In terms of the social aspect of it, its a strike that attempts to articulate the social character of conflict. So referring back to J30 2011, then we had strikes in a period when everyone was talking about anti-systemic politics, but the strike was really only about pensions. The trade unions only opposed the more aggressive elements of capitalism, rather than articulating the social reasons why people go on strike. These demands are constrained within a legalistic framework – they don’t talk about time, quality of work, desire, and doesn’t talk about all the other components of someone’s life, and all the people who are not going on strike.
So for me, social strike is this generalising process of antagonisms that goes beyond the initial conflict between labour and capital in direct production and into society.
It seems to me that the major problem facing us now, in a way, is that there are very few forms of associative forms of life available to us. Neoliberalism tends to have demolished them, and has left us with a poverty of community and association. We need to recompose the communities and subjects that will then exert power by striking. Do you agree with that analysis?
Completely. When some of us in London starting talking about social strike stuff, we looked back at the origins of the strike as a concept and a tactic. We looked all the way back to William Benbow, in the 1830s, and how he envisaged the strike being both the withdrawal of labour, and also a process of composing an alternative system.

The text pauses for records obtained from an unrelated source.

PR #308, opened 2018-03-02
Descending latitudes

raymondedwards95:
With this small addition, data with latitudes in descending order (like data from OSCAR) can be used.

### DIFF
--- a/parcels/field.py
+++ b/parcels/field.py
@@ -190,7 +190,7 @@ class Field(object):
         # self.lon, self.lat, self.depth and self.time are not used anymore in parcels.
         # self.grid should be used instead.
         # Those variables are still defined for backwards compatibility with users codes.
-        if not np.all(self.grid.lat == np.sort(self.grid.lat)):
+        if np.all(self.grid.lat[:-1] > self.grid.lat[1:]):
             # lat has to be in ascending order
             self.grid.lat = np.flip(self.grid.lat, axis=0)
             # if we flip lat, we need to flip data too
--- a/parcels/field.py
+++ b/parcels/field.py
@@ -194,7 +194,7 @@ class Field(object):
             # lat has to be in ascending order
             self.grid.lat = np.flip(self.grid.lat, axis=0)
             # if we flip lat, we need to flip data too
-            self.data = np.flip(self.data, axis=1)
+            self.data = np.flip(self.data, axis=2)
         self.lon = self.grid.lon
         self.lat = self.grid.lat
         self.depth = self.grid.depth
--- a/parcels/field.py
+++ b/parcels/field.py
@@ -190,6 +190,11 @@ class Field(object):
         # self.lon, self.lat, self.depth and self.time are not used anymore in parcels.
         # self.grid should be used instead.
         # Those variables are still defined for backwards compatibility with users codes.
+        if not np.all(self.grid.lat == np.sort(self.grid.lat)):
+            # lat has to be in ascending order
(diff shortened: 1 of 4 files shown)


parcels/field.py
```diff
@@ -190,6 +190,11 @@ def __init__(self, name, data, lon=None, lat=None, depth=None, time=None, grid=N
         # self.lon, self.lat, self.depth and self.time are not used anymore in parcels.
         # self.grid should be used instead.
         # Those variables are still defined for backwards compatibility with users codes.
+        if np.all(self.grid.lat[:-1] > self.grid.lat[1:]):
+            # lat has to be in ascending order
+            self.grid.lat = np.flip(self.grid.lat, axis=0)
+            # if we flip lat, we need to flip data too
+            self.data = np.flip(self.data, axis=2)
```
erikvansebille: I would move these five new lines to *above* the three comment lines on self.lon etc, as these five lines are not per se related to the comment on self.lon
In other words, swap lines 190-192 and 193-197

parcels/field.py
```diff
@@ -190,6 +190,11 @@ def __init__(self, name, data, lon=None, lat=None, depth=None, time=None, grid=N
         # self.lon, self.lat, self.depth and self.time are not used anymore in parcels.
         # self.grid should be used instead.
         # Those variables are still defined for backwards compatibility with users codes.
+        if np.all(self.grid.lat[:-1] > self.grid.lat[1:]):
```
erikvansebille: Like every new feature in Parcels, this will also need a unit test. Probably in `test_fieldset.py`, it would be good to create a small test function that creates a latitude vector in 'reverse' order, then loads it using `fieldset.from_data()` and then checks if the latitude (and data array) are indeed correctly reversed

erikvansebille: Does this also work for multidimensional grids, such as CurviLinear Grids? @delandmeterp, can you have a quick look at whether that would work?

parcels/field.py
delandmeterp: I think the lat flip, should not be done in field.__init__ but in grid.__init__

Then, you can do more specific stuff, since what you did only works for lat vectors. But in curvi grids, we have lat arrays and lat arrays.

So, in RectilinearGrids, you should do the lat.flip, plus a variable grid.latFlipped = True
In RectilinearSGrids, you should have
if grid.latFlipped:
  you flip the y dimension of depth (which is axis=-2)

In Curvi grids, you do the same, but you flip also lon arrays

In field.__init__, you have 
if grid.latFlipped:
  you flip the y dimension of depth (which is axis=-2)

(Can you have a negative value for the axis? Because, ydimension is not alwasy the 2 axis, but always the -2. So what you wrote is not general)

tests/test_fieldset_sampling.py
```diff
@@ -184,16 +184,28 @@ def test_nearest_neighbour_interpolation3D(mode, k_sample_p, npart=81):
 
 
 @pytest.mark.parametrize('mode', ['scipy', 'jit'])
-def test_fieldset_sample_particle(fieldset, mode, k_sample_uv, npart=120):
+@pytest.mark.parametrize('lat_flip', [False, True])
```
erikvansebille: should we also check for curvilinear grids, explicitly?

delandmeterp: Actually, I think we shouldn't flip at all curvi grids.
Nothing requires to have ascending latitudes in that case.

So I would remove the flip from that class.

The first attempt at a general strike in a UK context was to be called the Grand National Holiday, in August 1840. It never actually materialised, but it imagined instituting a new system through the time recovered from work. I think Social Strike very much draws on that dual character of both withdrawing labour but then also developing autonomous infrastructure that allows you to live differently, even if only temporarily. There is a process of creating an alternative system, and every strike acts as an accelerant for the construction of this alternative. That, for me, is really fundamental.
So Social Strikes could function as accelerants for the construction of those forms of life that we now lack?
For sure, this has been this history of class struggle for the last thirty or forty years. Movements of rupture can open up a hole, and change all of social life. This is what happens when you have struggles that go beyond a narrow focus on pensions or wages. The example I referenced earlier of the transport strike in Italy in 2004 and the occupation of a social centre that came out of a socialised strike shows this dual character really well. Social Strikes are as much about constructing an autonomous social life as they are about withdrawing labour.
Finally, where is the Social Strike project at today?
Currently lots of people involved in the Trasnational Social Strike platform are in Paris, viewing the ongoing struggle there through the lens of the Social Strike. They’ve written some really good articles on the situation there. I think that’s the most exciting node of development at the moment.